There is the yellow season, when said mountains now are all a rusty yellow.
It happens almost overnight. One day you are driving home looking Eastward and admiring the grass in all shades of green. The next day, the mountains turned yellow and dry looking. The yellow season also means rattlesnakes and plenty of sunscreen. The yellow season lasts most of the year.
Towards September, we typically enter the orange and sometimes purple season. Orange for the apocalyptic skies, when the smoke of the forest fires across the state block the sunlight and bring doom to the Bay Area.
Purple for the hazardous air quality index score. This is the season when the AQI will hit above 100 by noon. This is the season when you live indoors, mostly cooking in our own sweat until we can cool of the house in the evening.
Purple Air right now in Silicon Valley and the SF Bay Area.
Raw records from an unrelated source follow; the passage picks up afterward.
PR #2268, opened 2016-04-05
Enhance the update-dependencies script

eerhardt:
- Add the new version number to the commit and PR message.
- Check if anything has been updated and no-op if there wasn't anything updated.
- Add support to CC indviduals on the PR.

@piotrpMSFT @anurse

---
This change is [Reviewable](https://reviewable.io/reviews/dotnet/cli/2268)

PR #2274, opened 2016-04-05
Add Microsoft.NETCore.App meta-package build

weshaggard:
cc @ericstj @schellap 

This is the easiest way to get the Microsoft.NETCore.App meta-packaging building in CLI. At some point we should factor out the BuildTools part outside of corehost but that can be done at a later time.

---
This change is [Reviewable](https://reviewable.io/reviews/dotnet/cli/2274)


scripts/dotnet-cli-build/CompileTargets.cs
```diff
@@ -143,10 +143,10 @@ public static BuildTargetResult CompileCoreHost(BuildTargetContext c)
         [Target(nameof(CompileCoreHost))]
         public static BuildTargetResult PackageCoreHost(BuildTargetContext c)
         {
-            if (!string.Equals(Environment.GetEnvironmentVariable("BUILD_COREHOST_PACKAGES"), "1"))
-            {
-                return c.Success();
-            }
+//            if (!string.Equals(Environment.GetEnvironmentVariable("BUILD_COREHOST_PACKAGES"), "1"))
```
eerhardt: ??  Do we want to keep this commented out?

src/corehost/packaging/dir.props
```diff
@@ -23,7 +23,7 @@
 
   <PropertyGroup>
     <PackageOutputPath>$(PackagesOutDir)</PackageOutputPath>
-    <RuntimeIdGraphDefinitionFile>$(ProjectDir)packages\Microsoft.NETCore.Platforms\1.0.1-rc2-23712\runtime.json</RuntimeIdGraphDefinitionFile>
+    <RuntimeIdGraphDefinitionFile>$(ProjectDir)packages\Microsoft.NETCore.Platforms\1.0.1-rc2-23931\runtime.json</RuntimeIdGraphDefinitionFile>
```
eerhardt: I don't have this line being updated in my UpdateDependencies script.  I will need to fix that...

src/corehost/packaging/pack.cmd
```diff
@@ -72,6 +72,9 @@ if not ERRORLEVEL 0 goto :Error
 "%__ProjectDir%\Tools\corerun" "%__ProjectDir%\Tools\MSBuild.exe" "%__ProjectDir%\projects\Microsoft.NETCore.DotNetHost.builds" /p:Platform=%__BuildArch% /p:DotNetHostBinDir=%__DotNetHostBinDir% /p:TargetsWindows=true /p:HostVersion=%__HostVer% /p:HostResolverVersion=%__FxrVer% /p:HostPolicyVersion=%__PolicyVer% /p:BuildNumberMajor=%__BuildMajor% /p:PreReleaseLabel=%__VersionTag% /verbosity:minimal
 if not ERRORLEVEL 0 goto :Error
 
+"%__ProjectDir%\Tools\corerun" "%__ProjectDir%\Tools\MSBuild.exe" "%__ProjectDir%\Microsoft.NETCore.App\Microsoft.NETCore.App.pkgproj" /p:Platform=x86 /p:CLIBuildVersion=%__BuildMajor% /verbosity:minimal
```
eerhardt: > /p:Platform=x86

does this need to be `%__BuildArch%`?  If not, i think a comment should be made describing why not since it isn't obvious to me.

scripts/dotnet-cli-build/CompileTargets.cs
weshaggard: I mainly left it commented out to make sure CI builds the packages but if all goes well I will remove these lines. I would like to get @schellap's opinion though since he was also working on this area.

src/corehost/packaging/dir.props
weshaggard: Does your UpdateDependencies script have a way to update non-project.json files? I actually did a fair amount of hacking in the meta-package building to try and make sure my dependencies were listed in a project.json.

src/corehost/packaging/pack.cmd
weshaggard: For meta-packages it really doesn't matter which architecture is used it should actually be architecture agnostic but our current package builds require a platform to be set. I will add a comment.

src/corehost/packaging/Microsoft.NETCore.App/Microsoft.NETCore.App.pkgproj
```diff
@@ -0,0 +1,47 @@
+﻿<?xml version="1.0" encoding="utf-8"?>
```
schellap: I've put the pkgproj inside packaging/projects.

src/corehost/packaging/dir.props
eerhardt: > Does your UpdateDependencies script have a way to update non-project.json files?

Yes it does. It is just a C# .NET Core app, so it can do anything to the repo it needs to.

Here is the update:  https://github.com/dotnet/cli/pull/2268/commits/e0542adf51fed1554cb660fceaffcadfabc17438

src/corehost/packaging/pack.cmd
eerhardt: So why not just use `/p:Platform=%__BuildArch%` if it doesn't matter?

scripts/dotnet-cli-build/CompileTargets.cs
schellap: In x86, we hit MAX_PATH in VSO. Keep this uber packaging variable to guard against this. I am experimenting few layouts that would make VSO happy.

src/corehost/packaging/Microsoft.NETCore.App/Microsoft.NETCore.App.pkgproj
weshaggard: I didn't do that because you only have all your projects in the root of that directory. I will have a look and restructure this.

src/corehost/packaging/pack.cmd
weshaggard: I'm actually going to change the pkgproj to be AnyCPU and stop passing the parameter all together.

scripts/dotnet-cli-build/CompileTargets.cs
weshaggard: I'm going to remove the commented out code.

schellap: Don't checkin with that commented. People will get upset if VSO breaks.

src/corehost/packaging/dir.props
```diff
@@ -36,7 +36,7 @@
     <HostFullVersion>$(HostVersion)-$(PreReleaseLabel)-$(BuildNumberMajor)</HostFullVersion>
   </PropertyGroup>
 
-  <Target Name="ValidateArgs">
+  <Target Name="ValidateArgs" Condition="'$(CLIBuildVersion)'==''">
```
brthor: Why only check these values when the build version is empty?

src/corehost/packaging/Microsoft.NETCore.App/project.json
```diff
@@ -0,0 +1,46 @@
+{
+  "dependencies": {
+    "Microsoft.CodeAnalysis.CSharp": "1.3.0-beta1-20160321-04",
+    "Microsoft.CodeAnalysis.VisualBasic": "1.3.0-beta1-20160321-04",
+    "Microsoft.CSharp": "4.0.1-rc2-23931",
+    "Microsoft.NETCore.DotNetHostPolicy": "1.0.1-beta-002200",
```
brthor: As we rev the version of this package from the CLI, how can we update the dependency of the metapackage as well?

eerhardt: The long-term vision is that this will move out of the CLI. But for RC2 @gkhanna79 and @schellap have a short-term plan on how to make it work. Can you guys elaborate the plan?

brthor: I understand this, but with a hardcoded version here I don't understand how we can continuously publish these packages like we do with the others in our build. Or are we creating a new model here?

src/corehost/packaging/Microsoft.NETCore.App/Microsoft.NETCore.App.pkgproj
```diff
@@ -0,0 +1,47 @@
...
+      <Dependency Condition="'%(Dependency.Identity)' == 'Microsoft.CodeAnalysis.VisualBasic'">
+        <Exclude>Compile</Exclude>
+      </Dependency>
+      <Dependency Condition="'%(Dependency.Identity)' == 'System.Runtime.Loader'">
+        <Exclude>Compile</Exclude>
+      </Dependency>
+    </ItemGroup>
+
+    <!-- Use NETStandard.Library version suffix for version suffix of Microsoft.NETCore.App -->
+    <PropertyGroup>
```
brthor: If the host is revving at a faster pace than the pace at which we are taking new NETStandard.Library versions, does it make sense that the metapackage should have the same version as NETStandard.Library?

brthor: After reading the code, I can see the cli version is used as a part of the version, so the above is moot. Consider rewording this comment though?

src/corehost/packaging/dir.props
weshaggard: It is really there to have two modes and not force me to pass all these other host properties in when I'm building just the meta-package.

src/corehost/packaging/Microsoft.NETCore.App/project.json
weshaggard: If you see the message in my commit the my current versioning model for the meta-package is "1.0.0" + "NetStandardLibrary.BuildNumber" + "CLI build Number" See https://github.com/dotnet/cli/pull/2274/files#diff-a4a50058597e5e9e728f0ac284a74259R47

src/corehost/packaging/Microsoft.NETCore.App/Microsoft.NETCore.App.pkgproj
weshaggard: Oops I just responded to your other question pointing at this place. I can update the comment.

src/corehost/packaging/Microsoft.NETCore.App/project.json
brthor: I can see that from above, but how do we change the version of the host dependency to the version of the host package that we're building in the current build?

src/corehost/packaging/projects/Microsoft.NETCore.App/project.json
```diff
@@ -0,0 +1,45 @@
...
+    "System.Security.Cryptography.X509Certificates": "4.1.0-rc2-23931",
+    "System.Threading.Tasks.Dataflow": "4.6.0-rc2-23931",
+    "System.Threading.Tasks.Extensions": "4.0.0-rc2-23931",
+    "System.Threading.Tasks.Parallel": "4.0.1-rc2-23931",
+    "System.Threading.Thread": "4.0.0-rc2-23931",
+    "System.Threading.ThreadPool": "4.0.10-rc2-23931"
+  },
+  "frameworks": {
+    "netstandard1.5": { }
+  }
```
schellap: Not including the corehost package?

weshaggard: See https://github.com/dotnet/cli/pull/2274/files#diff-a4a50058597e5e9e728f0ac284a74259R11 which is a ProjectReference to the host package project, so it is always the live built version.

schellap: Oops yeah, saw that this morning.

weshaggard:
@schellap do you still want me to hold off on merging the change to re-enable the building of these packages? If we have issues I would like to work through them and fix them as opposed to holding off any further on this. If you don't have any more feedback I will squash and commit this change.

weshaggard:
I cleaned up and squashed my commits. @schellap could you please have one final look at sign-off on this and then I will merge it.

PR #2313, opened 2016-04-06
fix install.sh dry run to use exit instead of return

krwq:
`--dry-run` is currently printing errors with some versions of bash

---
This change is [Reviewable](https://reviewable.io/reviews/dotnet/cli/2313)


krwq:
This was already included in other PR

PR #2331, opened 2016-04-07
Consume Microsoft.NETCore.App

eerhardt:
Consuming Microsoft.NETCore.App in the CLI repo that is built inside the CLI repo.

This involves a few changes.

1. Need to generate the `dotnet new` templates in a pre-build step to get the correct Microsoft.NETCore.App version.
2. Need to generate the "sharedFramework" project to get the correct Microsoft.NETCore.App version and to only list the current RID.
3. All other references to Microsoft.NETCore.App are now `rc2-*`, and update all the `dotnet restore` calls to include `--fallbacksource Dirs.CoreHost` so the newly built packages are picked up. Also, cannot `--infer-runtimes` because on Win-x64, the x86 runtime is inferred but the x86 packages don't exist.
4. Change all the tests to be real portable apps, and fix them to work as real portable apps.
5. `dotnet test` and corehost need to specify the test assemblies runtimeconfig.json and not `dotnet-test-xunit`s runtimeconfig.json because the test assembly is a real portable app. Since the test assembly is portable, dotnet-test-xunit's runtimeconfig.json doesn't get restored.

---
This change is [Reviewable](https://reviewable.io/reviews/dotnet/cli/2331)


src/corehost/cli/hostpolicy.cpp
```diff
@@ -246,9 +246,11 @@ SHARED_API int corehost_main(const int argc, const pal::char_t* argv[])
     }
     else
     {
-        pal::string_t dev_config_file;
-        auto config_path = get_runtime_config_from_file(args.managed_application, &dev_config_file);
-        runtime_config_t config(config_path, dev_config_file);
+        pal::string_t config_file, dev_config_file;
```
brthor: @schellap take a look at the changes here when you get a chance.

eerhardt:
test Ubuntu x64 Release Build

eerhardt:
OK - this change is ready for review.  The tests should be passing now.

@weshaggard @piotrpMSFT @brthor @Sridhar-MS @schellap 

/cc @mellinoe @ellismg - please review the "Shared Framework" creation change

eerhardt:

src/sharedframework/framework/project.json.template
```diff
@@ -0,0 +1,19 @@
...
+  "dependencies": {
+    "Microsoft.NETCore.App": "$(NetCoreAppVersion)"
+  },
+  "runtimes": {
+    "$(RID)": {}
+  },
+  "frameworks": {
+    "dnxcore50": {
+      "imports": [
+        "portable-net45+win8"
```
weshaggard: orthogonal but this import should no longer be needed. @ellismg @mellinoe

weshaggard:
LGTM thanks for getting this together @eerhardt. 

please wait for @schellap to review the host changes and @ellismg to review the shared framework changes.

brthor:
Took a look through and didn't see anything to publish these packages (but I may have missed it).

Is there work remaining there?

weshaggard:
We cannot publish the packages from a single leg of the builds. The actually publish them we need all the OS legs to be finished. For now I've created an custom VSO build that we can kick manually after a full set of builds have finished to publish the nuget packages for the corehost and NETCore.App.

brthor:
@weshaggard Where does it pick up the runtime nuget packages from the single leg of the builds?

weshaggard:
For the restore locally look for the various places @eerhardt has `"--fallbacksource", Dirs.Corehost` in the restore commands. The packages in an individual leg are currently dropped into the Dirs.Corehost folder, they are also uploaded to the Azure blob when the individual leg is complete.

test/ArgumentForwardingTests/ArgumentForwardingTests.cs
```diff
@@ -262,8 +263,8 @@ private string[] RawEvaluateArgumentString(string testUserArgument)
             {
                 StartInfo = new ProcessStartInfo
                 {
-                    FileName = ReflectorPath,
-                    Arguments = testUserArgument,
+                    FileName = Env.GetCommandPath("dotnet", ".exe", ""),
+                    Arguments = $"{ReflectorPath} {testUserArgument}",
```
brthor: This will break if we have a space in the path to the build.

brthor:
I see how we are managing that restore, but I don't see where we are uploading these pacakges to azure in the build. 

I would expect to see an addition in `PublishTargets` With a sibling to this:
```
[Target(
            nameof(PublishTargets.PublishCombinedHostFrameworkArchiveToAzure),
            nameof(PublishTargets.PublishCombinedHostFrameworkSdkArchiveToAzure),
            nameof(PublishTargets.PublishSDKSymbolsArchiveToAzure))]
        public static BuildTargetResult PublishArchivesToAzure(BuildTargetContext c) => c.Success();
```

What am I missing? Is the upload handled in msbuild?

test/ArgumentForwardingTests/ArgumentForwardingTests.cs
eerhardt: Arguments = $"\"{ReflectorPath}\" {testUserArgument}", to fix it?

brthor: It's unfortunately more complicated than that to fix this in all cases (which is exactly what this is testing :smile: )

But that should at least not break in the simple case.

There are other places where we have this issue as well in our build, so I wouldn't block on it.

weshaggard:
@brthor that part is currently handled here https://github.com/dotnet/cli/blob/rel/1.0.0/scripts/dotnet-cli-build/PublishTargets.cs#L98

eerhardt:

ellismg:
I looked over the shared framework stuff and it looked good to me.

brthor:
Thanks Wes, I did just miss it.

:shipit: :shipit:

src/corehost/cli/hostpolicy.cpp
schellap: LGTM.

PR #2337, opened 2016-04-07
Bring has runtime output check back

pakrym:
`MakeRunnable` tries to create runtime project context even for class library projects which fails for net451 class libraries restored without rids and is totally unnecessary

@anurse @davidfowl

---
This change is [Reviewable](https://reviewable.io/reviews/dotnet/cli/2337)


anurse:
:shipit: (fix the test though :))

PR #2340, opened 2016-04-07
rename install.ps1/sh to dotnet-install.ps1/sh to match documentation

krwq:
The added files are a pure copy & paste of original ones. The old files are left so that existing consumers are not broken since the final location is still may change we are not removing them or adding any warning.

---
This change is [Reviewable](https://reviewable.io/reviews/dotnet/cli/2340)

### DIFF
--- a/scripts/obtain/dotnet-install.ps1
+++ b/scripts/obtain/dotnet-install.ps1
@@ -1,0 +1,338 @@
+#
+# Copyright (c) .NET Foundation and contributors. All rights reserved.
+# Licensed under the MIT license. See LICENSE file in the project root for full license information.
+#
+
+<#
+.SYNOPSIS
+    Installs dotnet cli
+.DESCRIPTION
+    Installs dotnet cli. If dotnet installation already exists in the given directory
+    it will update it only if the requested version differs from the one already installed.
+.PARAMETER Channel
+    Default: preview
+    Channel is the way of reasoning about stability and quality of dotnet. This parameter takes one of the values:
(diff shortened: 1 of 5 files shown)


krwq:
@dotnet-bot test CentOS7.1 x64 Debug

krwq:
seems like some jenkins issue

krwq:
@Sridhar-MS, could you take a look at the kestrel failures?

Sridhar-MS:
taking a look

Sridhar-MS:
@krwq I have a fix in https://github.com/dotnet/cli/pull/2378

scripts/obtain/dotnet-install.ps1
```diff
@@ -0,0 +1,338 @@
+#
```
eerhardt: Why are these two files diffing as completely new?  Did you remove the old install.ps1/sh?

krwq: no, too many people are using install.ps1 and install.sh so we are leaving two copies of it for now. once we get permanent links for them the content of install.ps1/sh will be replaced with a warning and NZEC so that people can act accordingly and update their script.

blackdwarf:

blackdwarf:

scripts/obtain/dotnet-install.ps1
natemcmaster: In the meantime, should we update our scripts to use dotnet-install.sh instead?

If you have a forced air heater, it's a good time to run just the filter to clean up your inside air. Makes a huge difference. https://t.co/vXmBK5vG1d pic.twitter.com/2GvyXcCgeO
— MaryPopeHandy (@MaryPopeHandy) August 27, 2021
The last few days we entered the purple season, as winds shifted and sent the smoke from the Dixie and Caldor fires down South towards the Bay Area. Today, the AQI was 160 in San Jose. We’ve seen in much worse. Yet above 100 also means, no cycling, no running and no sitting outside on the patio.
Time to rake the forests.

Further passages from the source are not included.